• [WHAT THE EXERCISE ASKS]:
Repeat exactly the lines from the start of the entries below through the line containing "Fixes #9171.". Omit the rest.

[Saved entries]

PR #9469, opened 2026-07-19
Stop attaching stale closed PRs/MRs to default-branch checkouts

### LINKED ISSUE #9171: [Bug]: Wrong PR diffs displayed when checking out the default branch
### Operating system

macOS

### Orca version

v1.4.143

### Details

When checking out the default branch of a repository (`master` in my case), Orca wrongly reports a PR. The issue is that someone in the past opened by mistake a PR with `master` as base branch, it was since closed. 

I would expect Orca not to report any PR when on the default branch.

#### Checks tab
Image

#### Source control tab

Image

brennanb2025:
Fixes #9171.

**What changes:** When the repository's default branch (e.g. `master`/`main`) is checked out, Orca no longer attaches a historical **closed or merged** PR/MR whose head ref happened to be the default branch name — so its wrong diffs and checks no longer appear in Source Control, the Checks tab, or the sidebar badge. **What does not change:** a genuinely **open** PR/MR whose head is the default branch stays visible, explicitly linked reviews are never hidden, and behavior on feature branches is untouched (closed PRs there still show; the merged-at-head carve-out still applies). **How validated:** a flipped regression test driving the real production lookup + real default-branch resolver, per-provider unit tests, and a live A/B against real GitHub remotes that reproduced the bug with the guard disabled and confirmed the fix with it enabled.

## Root cause

`getPRForBranchOutcome` resolved a PR for a checkout purely by head-branch name with `state=all` and no default-branch awareness; the only implicit filter hid merged PRs, so a closed-unmerged PR whose head was the trunk slipped through and attached to the default-branch checkout. The same list-first, any-state lookup shape exists in the GitLab, Bitbucket, Azure DevOps, and Gitea clients.

## Design approach

One invariant, applied at each provider client's branch-lookup choke point: an implicit branch-name match on the repository's default branch never surfaces a non-open review. A new shared module `src/main/source-control/repo-default-branch.ts` resolves the repo's default branch name through the existing `resolveDefaultBaseRefViaExec` (same source of truth as worktree creation) over the transport the surrounding call already uses (local / WSL / SSH), with a bounded 30s TTL cache, probe timeouts, and fail-open on unresolvable. Resolution is lazy — the state check runs first, so open results, linked reviews, and detached HEAD add **zero** git calls. The guard lives in the clients (not the forge layer) because the PR refresh coordinator and several IPC/runtime paths call the clients directly. On GitHub the guard also covers the persisted fallback-number path, so installs already showing the stale PR self-heal on the next refresh, and it overrides the merged-fallback preservation and merged-at-head carve-out on the trunk only.

## Pipeline results (Brennan's PR process)

- **Design review:** 3 iterations + an adversarial design challenge; final round clean on both reviewers. The challenge's forge-layer alternative was rejected on verified evidence (direct client call sites bypass it). Review expanded provider coverage from 2 to all 5 providers.
- **Implementation:** matches the reviewed design; two judgment calls (no local-git fallback when an SSH provider is gone — safer than answering for the wrong repo; null resolutions cached for the short TTL).
- **Completeness verification:** COMPLETE, no blockers; five advisory notes, all triaged (one produced the extra Azure test below).
- **Headline behavior:** **implemented** — all five providers guarded, self-heal covered, negative proof done (guard reverted → 14 tests fail across all providers; restored → green).
- **Perf audit:** one finding, fixed — the default-branch resolver could multiply its per-probe timeout across five fallback probes and wedge the serial PR-refresh drain for 75s locally/under WSL or 150s over SSH; the entire resolution now shares one 15s wall-clock budget, with a deterministic subprocess-count test (1 spawn after budget exhaustion, not 5). Verified non-findings: lazy ordering is real (zero-git assertions in tests), worst-case added subprocess load ≤ ~0.33 spawns/sec under the background budget, cache bounded (512 entries), no startup cost.
- **Code-review loop:** four independent review lanes across two rounds of reviewers — two CLEAN (with revert-checks proving 14 tests bite across all five providers, plus shuffled-seed runs), two no-P0/P1. Actionable residue: a test-parity nit (Azure discard-then-linked-fallback test, added) and the GitLab `locked` leak (reproduced by one lane; fixed in a follow-up commit with shared-module and GitLab client tests). The remaining P2 is the single-slot shadow non-goal below.
- **Merge-confidence validation:** verdict **land**. Mutation probes confirmed every guard test bites and behavior-preservation tests pass with the guard disabled. Live A/B: a public repo with the exact bug shape (default branch `master`, historical closed PR `#523` from it) returned that stale PR through the real production lookup with the guard disabled, and `no-pr` with it enabled; a second public repo with a real open PR from `master` stayed visible in both configurations.

## Risks, ambiguities, and non-goals

- **Interpretation surfaced for review:** the issue repro notes read "no PR on the trunk"; this fix implements "no *stale* PR on the trunk" — an open PR whose head is the default branch (e.g. trunk → release) remains visible. If the stricter reading is wanted, the guard's state check drops to unconditional (one line).
- **GitLab `locked` MRs are hidden on the trunk** (decided in review): `locked` is normally a seconds-long merge transition, but stuck-locked MRs are a known GitLab pathology and would otherwise re-create the bug; three review lanes flagged it and one reproduced the leak. A legitimately merging trunk MR just hides moments earlier than its `merged` state would have.
- **Single-slot shadow (non-goal):** every provider's branch query effectively takes one candidate, so a newer closed PR can shadow an older open one; the guard then hides the shadow and shows nothing instead of the open PR. Not a regression (previously the closed PR's wrong diffs showed and the open PR was equally invisible); fixing it needs an open-state re-query and is left as a follow-up.
- **State-transition chip loss on trunk:** a trunk-implicit PR that closes/merges while visible now disappears rather than flipping to a closed/merged chip.
- **Default-branch rename:** convergence bounded by local `origin/HEAD` (fails open on the new name — no new harm; converges after re-clone or `git remote set-head -a`).

## Validation

- New/updated tests: `src/main/github/default-branch-stale-pr.test.ts` (8 — hide/keep-open/feature-branch/carve-out/fallback-self-heal/preservation-override/fail-open, driving the real resolver via git-exec-layer mocks), `src/main/source-control/repo-default-branch.test.ts` (14 — transports, WSL, SSH, shared timeout budget, TTL cache, scoping, predicate), plus per-provider cases in the GitLab (+5), Bitbucket (+3), Azure DevOps (+3), Gitea (+3) client suites and a narrowed assertion in the GitHub client suite.
- `pnpm exec vitest run --config config/vitest.config.ts` over all touched suites: 58 files / 726 tests green (also green under shuffled test order, two seeds). `pnpm typecheck` clean; oxlint clean; max-lines ratchet clean.
- **Live Electron smoke (macOS):** launched this branch in a real dev Electron window and opened the persisted `main` / `primary` workspace. Source Control showed **Create PR** (not historical review state), and Checks settled to **No pull request found** after a real GitHub refresh. The exact historical closed-trunk fixture remains covered by the production-lookup regression test and the live API A/B above.
- SSH/remote path is unit-tested (provider-exec routing, provider-gone fail-open); not exercised against a live SSH host.

## Live Electron screenshots

Source Control on the default branch shows **Create PR** and normal local changes:

Source Control on main showing Create PR

Checks settles to **No pull request found** for the same `main` / `primary` workspace:

Checks on main showing no pull request found

### DIFF
--- a/src/main/azure-devops/client.test.ts
+++ b/src/main/azure-devops/client.test.ts
@@ -6,12 +6,29 @@ import {
   normalizeAzureDevOpsApiBaseUrl
 } from './client'
 import { _resetAzureDevOpsRepoRefCache } from './repository-ref'
+import { __resetRepoDefaultBranchCacheForTests } from '../source-control/repo-default-branch'
 
 const gitExecFileAsyncMock = vi.hoisted(() => vi.fn())
 
 vi.mock('../git/runner', () => ({
   gitExecFileAsync: gitExecFileAsyncMock
 }))
+
+/** Serve the remote URL plus the #9171 default-branch resolver probes. */
+function primeGitExecWithDefaultBranch(defaultRef = 'refs/remotes/origin/main'): void {
+  gitExecFileAsyncMock.mockImplementation(async (args: string[]) => {
+    if (args[0] === 'remote') {
+      return { stdout: 'https://dev.azure.com/acme/Project/_git/repo\n', stderr: '' }
+    }
+    if (args[0] === 'symbolic-ref' && args.includes('refs/remotes/origin/HEAD')) {
+      return { stdout: `${defaultRef}\n`, stderr: '' }
+    }
+    if (args[0] === 'rev-parse' && args[1] === '--verify' && args.includes(defaultRef)) {
+      return { stdout: 'default-oid\n', stderr: '' }
+    }
+    throw new Error(`unexpected git call: ${args.join(' ')}`)
+  })
+}
 
 const OLD_ENV = process.env
 const OLD_FETCH = globalThis.fetch
@@ -21,6 +38,7 @@ describe('Azure DevOps client', () => {
     process.env = { ...OLD_ENV, ORCA_AZURE_DEVOPS_TOKEN: 'pat-token' }
     gitExecFileAsyncMock.mockReset()
     _resetAzureDevOpsRepoRefCache()
+    __resetRepoDefaultBranchCacheForTests()
   })
 
   afterEach(() => {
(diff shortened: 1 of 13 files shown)


brennanb2025:
Re-verification evidence for #9171 (not committed):

**Regression test — the repro scenario now yields no attached PR on the default branch** (`pnpm exec vitest run --config config/vitest.config.ts src/main/github/default-branch-stale-pr.test.ts`, at PR head):

```
✓ hides a stale CLOSED PR when checked out on the default branch (master)
✓ reports kind="no-pr" from getPRForBranchOutcome on the default branch
✓ keeps a genuinely OPEN PR on the default branch visible
✓ keeps a CLOSED PR on a feature branch visible (behavior preserved)
✓ preserves the merged-at-head carve-out on a feature branch
✓ hides a CLOSED fallback-number PR on the default branch (self-heal for persisted stale PRs)
✓ overrides acceptMergedFallbackPR preservation for a merged fallback PR on the default branch
✓ fails open when the default branch cannot be resolved (stale PR still returned)

Test Files  1 passed (1)
     Tests  8 passed (8)
```

This test file is the flipped version of the committed repro writeup's pinned-bug test (`docs/bug-reproductions/9171.md` on the repro branch): before this fix the same scenario returned the stale closed PR `#7` fixture with `kind: "found"`; the implementation was also negative-proofed (guard reverted → these assertions fail; restored → green).

**Live A/B against real remotes** (read-only API calls, no PRs created): a public GitHub repo with the exact bug shape — default branch `master`, historical closed PR `#523` opened from it — returned that stale PR through the real production lookup with the guard disabled, and `no-pr` with the guard enabled; a second public repo with a genuinely open PR from `master` stayed visible in both configurations.

Full touched-suite sweep at PR head: 58 files / 723 tests green; typecheck and lint clean.

brennanb2025:
Re the CodeRabbit nitpick (in-flight dedup in `getRepoDefaultBranchName`): considered and deliberately not added. The PR refresh coordinator drains serially, so realistic same-key concurrency is 2–3 callers (a renderer-triggered lookup racing the coordinator), the resolution is gated to run only when a non-open implicit candidate appears, and the 30s TTL bounds redundancy to at most one extra probe pair (2 bounded git execs) per repo per window. The added promise-map lifecycle isn't worth that margin; happy to add it if the resolver ever moves onto a hot path.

• [RESULT OF THE TASK]:
PR #9469, opened 2026-07-19
Stop attaching stale closed PRs/MRs to default-branch checkouts

### LINKED ISSUE #9171: [Bug]: Wrong PR diffs displayed when checking out the default branch
### Operating system

macOS

### Orca version

v1.4.143

### Details

When checking out the default branch of a repository (`master` in my case), Orca wrongly reports a PR. The issue is that someone in the past opened by mistake a PR with `master` as base branch, it was since closed. 

I would expect Orca not to report any PR when on the default branch.

#### Checks tab
Image

#### Source control tab

Image

brennanb2025:
Fixes #9171.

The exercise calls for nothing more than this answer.